The only thing I can't figure out is Porsche Motorsports state the rear effective rate is 42%, so I am worried we are missing something with the rear measurements/calcs.

Van

My car is lowered a bit, which gives the shock a more upright angle, which could account for a few percent, and I'm running rear spacers. And then, if my measurements are off by a little bit, say a quarter or half an inch, that would change the values, too.

If the Porsche values were calculated by actual testing, with a scale and with a dial indicator to measure wheel movement, then the rubber suspension bushings would also be a factor, because they will take some force to overcome their "rest" position.

Someday I plan to use a scale, floor jack and dial indicator to check my measurements -- so until then, take this for what it is -- some stranger's measurements with a tape measure!

Personally, I trust Porsche's data very much, but also don't think my data shows that large a variation.

Oddjob

Setting the rear t-bars to "neutral" is in reference to how they are indexed, not their affect (or lack of) on spring rate.

Pretty common when using helper coilovers to set the rear bars to neutral at ride height. In reality it doesnt actually happen, but you can get it pretty close. Idea is that the car will sit entirely on the coilover spring and the t-bar is not being twisted (with the car stationary). When the suspension is loaded/compressed, then the torsion bar is twisted adding to the combined wheel/spring rate. However, when unloaded (when braking, or the inside wheel in a turn) the torsion bar acts in the opposite direction as the coil spring, reducing the overall combined wheel rate. Some guys like this affect, claiming that it reduces back end climb when braking.

333pg333

I have posted this before but it is in context. I was asking Karl from Racers Edge to figure out my rates which are 616lb/in f and 708 lb/in r (effective) and he was replying to someone else calculations that were not quite correct;

"I have not spoken with Bob, but believe me, my numbers correct (or close to it - see the following explanation). The info on Paragons site is stuff they got from me a few years ago.
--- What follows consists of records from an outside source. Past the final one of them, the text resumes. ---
PR #1867, opened 2015-10-16
server: fix celeryconfig.py path when server is installed by packages

daniviga:
The engine server, when installed by packages, is unable to find the `celeryconfig.py` giving this error when a calculation is launched:

```python
  File "/usr/lib/python2.7/dist-packages/openquake/engine/engine.py", line 218, in run_calc
    _do_run_calc(calculator, exports)
  File "/usr/lib/python2.7/dist-packages/openquake/engine/engine.py", line 257, in _do_run_calc
    result = calc.execute()
  File "/usr/lib/python2.7/dist-packages/openquake/calculators/scenario.py", line 101, in execute
    concurrent_tasks=self.oqparam.concurrent_tasks)
  File "/usr/lib/python2.7/dist-packages/openquake/commonlib/parallel.py", line 294, in apply_reduce
    return self.reduce(agg, acc)
  File "/usr/lib/python2.7/dist-packages/openquake/commonlib/parallel.py", line 377, in reduce
    agg_result = self.aggregate_result_set(agg_and_percent, acc)
  File "/usr/lib/python2.7/dist-packages/openquake/engine/utils/tasks.py", line 73, in aggregate_result_set
    for task_id, result_dict in rset.iter_native():
  File "/usr/lib/python2.7/dist-packages/celery/result.py", line 572, in iter_native
    return results[0].backend.get_many(
AttributeError: 'DisabledBackend' object has no attribute 'get_many'
```
that's a bit strange because a `celeryconfig.py` is present in `/usr/lib/python2.7/dist-packages/openquake/engine` which is a location well known to python. Probably we have an issue (again) with the "openquake" python package prefix.

I added to the server's `manage.py` the same code we are using in the `openquake_cli.py`: this snippet will add `/usr/share/openquake/engine` to the application `PYTHONPATH` (see the comment for more info)

```python
try:
     import celeryconfig
except ImportError:
     sys.path.append('/usr/share/openquake/engine')
```

To fix previous installations (without making a new stable release) this simple workaround solves the issue:

```bash
$ sudo ln -s /usr/share/openquake/engine/celeryconfig.py /usr/lib/python2.7/dist-packages/openquake/server/celeryconfig.py
```

PR #1869, opened 2015-10-16
server: move celeryconfig.py import in a better place

daniviga:
With the fix done by #1867 the Engine server in development mode (using sources) does not start anymore with the error

```python
CommandError: You must set settings.ALLOWED_HOSTS if DEBUG is False.
```
because the import of `celeryconfig` is messing up the `DJANGO_SETTINGS_MODULE` causing the Engine settings to be loaded instead of the Server ones (even if the import is after `os.environ.setdefault("DJANGO_SETTINGS_MODULE", "openquake.server.settings")`).

Moving the import to `tasks.py` solved both the issues.

Tests are running here: https://ci.openquake.org/job/zdevel_oq-engine/1478/


micheles:
LGTM if the tests pass

PR #1876, opened 2015-10-20
The ProbabilisticEventBased calculator is no more special

micheles:
Now the file is called job.ini. The rule to determine if a job is of kind hazard or risk has changed and it is now based (more correctly) on the calculation_mode. This is needed to run single file risk jobs on the Web UI. This requires the companion https://github.com/gem/oq-risklib/pull/453.

The tests are running here: https://ci.openquake.org/job/zdevel_oq-engine/1484/

### DIFF
--- a/openquake/engine/db/models.py
+++ b/openquake/engine/db/models.py
@@ -300,8 +300,10 @@ class OqJob(djm.Model):
         """
         'hazard' or 'risk'
         """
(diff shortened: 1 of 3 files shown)


daniviga:
LGTM

daniviga:
LGTM if tests are green

PR #1877, opened 2015-10-20
webui: change the run calculation button label

daniviga:
Now it's possible to run a single calculation that runs both hazard and risk at the same time, thus the old "Run a Hazard Calculation" button label is now misleading.


micheles:
LGTM

Issue #5339, opened 2019-11-29
Event based damage calculator


raoanirudh:
## Introduction
Heretofore the engine has provided five primary risk calculators: `classical_damage`, `classical_risk`, `scenario_damage`, `scenario_risk`, and `event_based_risk`. A stochastic `event_based_damage` calculator has been the critical missing piece. The rationale and specifications for building such an event based damage calculator are proposed in this issue.

## Rationale
The classical PSHA based damage/risk approach is useful if the user is mainly interested in estimating damage-state probabilities or loss exceedance probabilities within a time-window for individual assets. This approach is also conducive for the computation of time-averaged metrics such as the _average annual collapses_ (or 50-year collapse probabilities) and the _average annual loss_.

While the average annual loss values for different assets that lie within the same target accumulation zones (or any other arbitrary groups of assets that share a set of attributes) can be simply added to yield the aggregate average annual loss for the target accumulation zones (or for the groups of assets), the same doesn't hold for the loss exceedance curves or probabilistic loss maps outputs. For instance, simply adding up the 2,500-year return period losses for all of the assets within an accumulation zone (or any other arbitrary aggregation group) will not necessarily yield the 2,500-year return period loss for the zone (or group of assets). For computing almost all kinds of aggregated loss statistics for a distributed portfolio of assets, the `event_based_risk` calculator provides a much more viable solution. The `event_based_damage` calculator would serve a similar function, allowing users to compute **aggregated damage statistics** for a distributed portfolio of assets

In addition, the `event_based_damage` calculator would also enable the calculation of probabilistic damage metrics such as **damage-state exceedance curves** and **damage-state maps** for different return periods, which the `classical_damage` calculator does not support. Similar to the event based risk calculator, the `event_based_damage` calculator would be able to compute these metrics at both the asset level and also at the aggregated level for groups of assets sharing a set of attributes.

Finally, the central result computed by the `event_based_damage` calculator, viz the _asset-level event damage table_ – would serve as the starting input for estimating a wide set of **consequences** including but not limited to direct economic costs of repairing the damaged buildings, estimates of casualties, displaced households, shelter requirements, loss of use of essential facilities, amount of debris generated, costs associated with loss of function (e.g., business interruption losses), and repair and recovery times. While the computation of consequences would be coupled with the `event_based_damage` calculator, specifications for a general consequences calculator will be proposed in a separate issue and this issue focuses solely on the `event_based_damage` calculator.

## Specifications

[...]

PR #5428, opened 2020-01-21
Moved from floating point damage distributions to integer damage distributions

micheles:
And forced the "number" attribute in the exposure to be an integer in the range 1..65535 (extrema included). Part of https://github.com/gem/oq-engine/issues/5339.


micheles:
The ` numpy.bincount(numpy.random.choice(D, n, p=frac/frac.sum()), minlength=D)` function is terribly slow and will have to go for large event based damage calculations. We already checked that is making the calculation 12x slower in the Messina example. But this is left to a future PR.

In any case, the 47% is a number that I have calculated By taking measurements. I am now pulling out one of Porsche's own Motorsport sheets that shows all the rates of thier Turbo and "Cup" cars back when they ran competitively. Porsche lists the 25.5 mm bar as 31 N/mm which is 177 lbs/in. They also then give the variable rate coilover helper spring rates at 34-65 N/mm which is 194 lb/in - 371 lb/in. They then give the total Rate at the wheel(T-bar plus coilover) as 45.4 - 58.5. Back out the rate at the wheel due to torsion bar which they list as 31 and you have 14.4 - 27.5 at the wheel due to the coil over. So take your pick, 14.4 / 34 is approx 42% or 27.5/65 is 42%.

Bob is right about them being inboard but his numbers are off. Actually they are correct I think in that the motion ratio is about 65%. But when calculating wheel rates from spring rates it is the motion ratio squared that is uses. So 0.65 ^2 is , guess what,... 42.25% which is the number that Porsche's own sheet claims as I outlined above. So your torsion bar is 177 at the wheel, and your helper spring rate is a 285 which is 119.7 lb/in at the wheel. So working backwards 177 plus 119.7 is 296.7 pounds per inch at the wheel. Divide this by .42 and that is you equivalent coilover, or 706 lb/in coilover (initially I had 661 lb/in which is attributable to my measurement error - I had 47% and Porsche lists it at 42%).

So it may be a bit stiffer in the rear than I might run but with the ability to tune sway bars etc... you should be Fine. Your setup is actually much stiffer in the front than the Porsche cup setup which ran progressive front springs (200 - 371 lb/in) with the rear setup I described above which is not that far from what you have( yours is 296 at the wheel and theirs was 259 - 334 lbs/in at the wheel).

Hope this make sense, but believe me, what is above is 100% correct. I can fax you the Porsche motorsport sheet if you think it will help.